Hamas Islamists governing Gaza rejected the spy agency's account as "silly fabrications", saying it was an attempt to justify Israeli military strikes in the territory.
Security experts say al Qaeda and its global agenda have for a long time had only a only fringe appeal among Palestinians as they pursue a more nationalist conflict with the Jewish state.
The two Palestinians, who could travel freely in Israel because of their Jerusalem residency, were recruited over Facebook and Skype, Shin Bet said in a statement, which appeared to be based on confessions by the detainees.
It did not say if they had lawyers or how they might plead in open court. Civil rights groups have often accused the Shin Bet of duress against terrorism suspects.
According to the agency, the Palestinians planned to provide bomb vests to foreign militants posing as Russian tourists for attacks on an Israeli convention center in Jerusalem and the U.S. Embassy in Tel Aviv.
The detainees were further accused of planning to kidnap a soldier and shoot up an Israeli bus in the occupied West Bank. One of the men was arrested as he prepared to travel to Syria, via Turkey, to undergo weapons training, the Shin Bet said.
THIRD ARREST
Israel captured East Jerusalem, along with the West Bank and Gaza, in the 1967 war. It annexed East Jerusalem as its capital - a move not recognized abroad - and says it may cede West Bank territory to the U.S.-backed Palestinian Authority (PA). It quit Gaza in 2005, leading to Hamas's rise there.
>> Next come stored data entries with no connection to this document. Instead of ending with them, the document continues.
PR #1334, opened 2021-01-13
Move Cleanup Backfills after main SynchronizerCycle & add workers pool

### LINKED ISSUE #1324: Consider using go routine for CleanupBackfills function

In #1297 PR `CleanupBackfills()` function call was added at the beginning of the Synchronizer cycle. If number of backfills is 0 - if we are not using backfills there should be no difference to the normal Synchronizer flow. But if something goes wrong and number of Backfills would grow rapidly and `CleanupBackfills` will be slow, this could lead to problems with invoking other go routines in Synchronizer, pre-backfill one.

This should be done in a go routine:
```
	err := s.store.CleanupBackfills(ctx)
	if err != nil {
		logger.Errorf("Failed to clean up backfills, %s", err.Error())
	}
```
Similar to all other calls:
```
	go func() {
		fanInFanOut(m2c, m3c, m6c)
		// Close response channels after all responses have been sent.
		for _, r := range registrations {
			close(r.m7c)
		}
	}()
```
Locks on Backfills should help to avoid issues when Backend would update Backfill simultaneously, as it is acquiring the lock first and `GetBackfill` would return `NotFound` error in this case - no `Backfill` would be created (in update which performs a set) after cleanup.

Putting CleanupBackfills at the end of the synchronizer cycle.

**Additional context**
There could be some issues with E2E tests after this changes. @akremsa can comment more on what kind of errors were met on CI.

akremsa:
During the contributor's meeting, we agreed with @Laremere to follow this pattern in the cleanup backfills process.
Move CleanupBackfills after main SynchronizerCycle. 

There are some benchmarks:

**Using workers pool**
workers=5; expired backfills=50
```BenchmarkCleanupBackfills-12    	      40	  28685354 ns/op	15493765 B/op	   90618 allocs/op```

workers=3; expired backfills=50
```BenchmarkCleanupBackfills-12    	      34	  29910474 ns/op	15493394 B/op	   90614 allocs/op```

workers=1; expired backfills=50
```BenchmarkCleanupBackfills-12    	      26	  40829001 ns/op	15492384 B/op	   90604 allocs/op```

workers=5; expired backfills=200
```BenchmarkCleanupBackfills-12    	       9	 114774808 ns/op	61991684 B/op	  362357 allocs/op```

workers=3; expired backfills=200
```BenchmarkCleanupBackfills-12    	       8	 130279702 ns/op	61985000 B/op	  362315 allocs/op```

workers=1; expired backfills=200
```BenchmarkCleanupBackfills-12    	       7	 200287135 ns/op	61978501 B/op	  362230 allocs/op```

**Previous straightforward implementation**
expired backfills=50
```BenchmarkCleanupBackfills-12    	      25	  41920697 ns/op	15491571 B/op	   90599 allocs/op```

expired backfills=200
```BenchmarkCleanupBackfills-12    	       6	 186510753 ns/op	61971938 B/op	  362200 allocs/op```

As you can see, results with worker=1 are pretty close to not using the worker at all.
Also, there is no big difference between 5 and 3 workers, taking into account that all benchmarks have a margin of error. 

Closes #1324 .

### DIFF
--- a/internal/app/synchronizer/synchronizer_service.go
+++ b/internal/app/synchronizer/synchronizer_service.go
@@ -212,11 +212,6 @@ func (s *synchronizerService) runCycle() {
 	/////////////////////////////////////// Initialize cycle
 	ctx, cancel := contextcause.WithCancelCause(context.Background())
 
-	err := s.store.CleanupBackfills(ctx)
-	if err != nil {
-		logger.Errorf("Failed to clean up backfills, %s", err.Error())
-	}
-
 	m2c := make(chan mAndM6c)
 	m3c := make(chan *pb.Match)
 	m4c := make(chan *pb.Match)
@@ -296,6 +291,11 @@ Registration:
 	})
 
 	<-closedOnCycleEnd
+	err := s.store.CleanupBackfills(ctx)
+	if err != nil {
+		logger.Errorf("Failed to clean up backfills, %s", err.Error())
+	}
+
 	stats.Record(ctx, iterationLatency.M(float64(time.Since(cst)/time.Millisecond)))
 
 	// Clean up in case it was never needed.
--- a/internal/app/synchronizer/synchronizer_service.go
+++ b/internal/app/synchronizer/synchronizer_service.go
@@ -291,15 +291,16 @@ Registration:
 	})
 
 	<-closedOnCycleEnd
-	err := s.store.CleanupBackfills(ctx)
-	if err != nil {
-		logger.Errorf("Failed to clean up backfills, %s", err.Error())
-	}
 
 	stats.Record(ctx, iterationLatency.M(float64(time.Since(cst)/time.Millisecond)))
 
 	// Clean up in case it was never needed.
 	cancelProposalCollection.Stop()
+
+	err := s.store.CleanupBackfills(ctx)
+	if err != nil {
+		logger.Errorf("Failed to clean up backfills, %s", err.Error())
+	}
 }
 
 ///////////////////////////////////////
--- a/internal/statestore/backfill.go
+++ b/internal/statestore/backfill.go
@@ -306,7 +306,6 @@ func (rb *redisBackend) CleanupBackfills(ctx context.Context) error {
 	wg.Add(len(expiredBfIDs))
 	backfillIDsCh := make(chan string, len(expiredBfIDs))
 
-	// TODO: move workers amount to a config parameter
 	for w := 1; w <= 3; w++ {
 		go rb.cleanupWorker(ctx, backfillIDsCh, &wg)
 	}
--- a/internal/statestore/backfill.go
+++ b/internal/statestore/backfill.go
@@ -17,6 +17,7 @@ package statestore
 import (
 	"context"
 	"strconv"
+	"sync"
 	"time"
 
 	"github.com/golang/protobuf/proto"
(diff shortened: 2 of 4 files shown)

### CODE REVIEW

**Comment by akremsa** [comment]
@Laremere, @yeukovichd  let's discuss pros and cons of putting cleanup method at the beginning or at the end of a sync cycle.
We agreed to put it at the beginning because this approach guarantees that we work only with relevant backfills and non of them will be deleted during MMF execution.
We had lots of issues with tests where cleanup, when it was put at the end, is involved. It's really hard to predict how long will it take to delete everything and introducing lots of sleep calls brings more complexity and doesn't make this whole sync and testing process stable.

**Comment by aLekSer** [comment]
Also this is discussed here #1324 in more details.

**Comment by Laremere** [comment]
The reason to move it to after the cycle is because that's when the synchronizer isn't being waited upon, and is doing little work.  The backfill will have been a part of many cycles before the cleanup, so I don't see improving by one cycle to be that helpful.

The testing problem can be solved by:
1. Create backfill
2. Wait till it should expire
3. Call fetch matches, having mmf and evaluator do nothing.
4. Call fetch matches again
5. backfill should be gone.

Since backfill cleanup will finish before the next fetch matches can run, running fetch matches a second time guarantees that the cleanup which should clean up the backfill has finished.

File: internal/app/synchronizer/synchronizer_service.go [hunk 1]
```diff
@@ -296,6 +291,11 @@ Registration:
...
 
 	<-closedOnCycleEnd
+	err := s.store.CleanupBackfills(ctx)
+	if err != nil {
+		logger.Errorf("Failed to clean up backfills, %s", err.Error())
+	}
+
 	stats.Record(ctx, iterationLatency.M(float64(time.Since(cst)/time.Millisecond)))
 
 	// Clean up in case it was never needed.
```
yeukovichd, line 301: What will happen if cancelProposalCollection fires before cleanup finishes its work?

internal/statestore/backfill.go
```diff
@@ -280,22 +281,42 @@ func (rb *redisBackend) DeleteBackfillCompletely(ctx context.Context, id string)
...
 	expiredBfIDs, err := rb.GetExpiredBackfillIDs(ctx)
 	if err != nil {
 		return err
 	}
 
+	var wg sync.WaitGroup
+	wg.Add(len(expiredBfIDs))
+	backfillIDsCh := make(chan string, len(expiredBfIDs))
+
+	// TODO: move workers amount to a config parameter
```
aLekSer, line 309:
```suggestion
	// TODO TicketNumber: move workers amount to a config parameter
```

internal/app/synchronizer/synchronizer_service.go
akremsa: moved CleanupBackfills to the very end of the function

internal/statestore/backfill.go
```diff
@@ -280,22 +281,41 @@ func (rb *redisBackend) DeleteBackfillCompletely(ctx context.Context, id string)
 	return nil
 }
 
+func (rb *redisBackend) cleanupWorker(ctx context.Context, backfillIDsCh <-chan string, wg *sync.WaitGroup) {
+	var err error
+	for id := range backfillIDsCh {
```
aLekSer, line 286: I think no need to add the type into the name here:
```suggestion
	for id := range backfillIDs {
```

aLekSer: Seems that this is minor I will remove

internal/testing/e2e/backfill_test.go
```diff
@@ -581,17 +592,27 @@ func TestCleanUpExpiredBackfills(t *testing.T) {
 	// wait until backfill is expired, then try to get it
 	time.Sleep(pendingReleaseTimeout * 2)
 
-	// statestore.CleanupBackfills is called at the beginning of each syncronizer cycle after fetch matches call, so expired backfill will be removed
+	// statestore.CleanupBackfills is called at the end of each syncronizer cycle after fetch matches call, so expired backfill will be removed
```
aLekSer, line 595:
```suggestion
	// statestore.CleanupBackfills is called at the end of each synchronizer cycle after fetch matches call, so expired backfill will be removed
```

akremsa:
@Laremere please review this PR again

aLekSer (approved):
Now regular Synchronizer cycle and CleanupBackfills are performed in parallel.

The Shin Bet said that a third Palestinian, from the West Bank city of Jenin, was in custody on suspicion of planning to set up an al Qaeda cell in his area. Two of the detainees were arrested last month and the third this month, it said.
In November, Israeli troops said they had killed three Palestinian militants linked to al Qaeda in a West Bank clash. The al Qaeda-inspired Majles Shura al-Mujahideen ("Holy Warriors' Assembly") claimed the slain men as its own. The PA sought to play down the link.
The Shin Bet said al Qaeda's spread in the West Bank was "still at its inception, and possible to stop".
Citing the alleged recruitment work by al Qaeda in Gaza, the Shin Bet accused Hamas authorities of "allowing Salafis to carry out terrorism as long as it is not against them".
Hamas spokesman Sami Abu Zuhri fired back by accusing Israel of seeking a "pretext" for its attacks in Gaza. Earlier on Wednesday, an Israeli air strike killed a militant from the Palestinian faction Islamic Jihad blamed for a cross-border rocket salvo last week.
Though the Gaza authorities lack the advanced technologies that would be required to monitor Internet communication, Abu Zuhri scorned the Shin Bet statement as "silly fabrications," adding: "Facebook is not a Hamas network."
Hamas, while hostile to Israel, has often observed Egyptian-mediated truces with it and curbed more radical Salafi Muslims aligned with al Qaeda.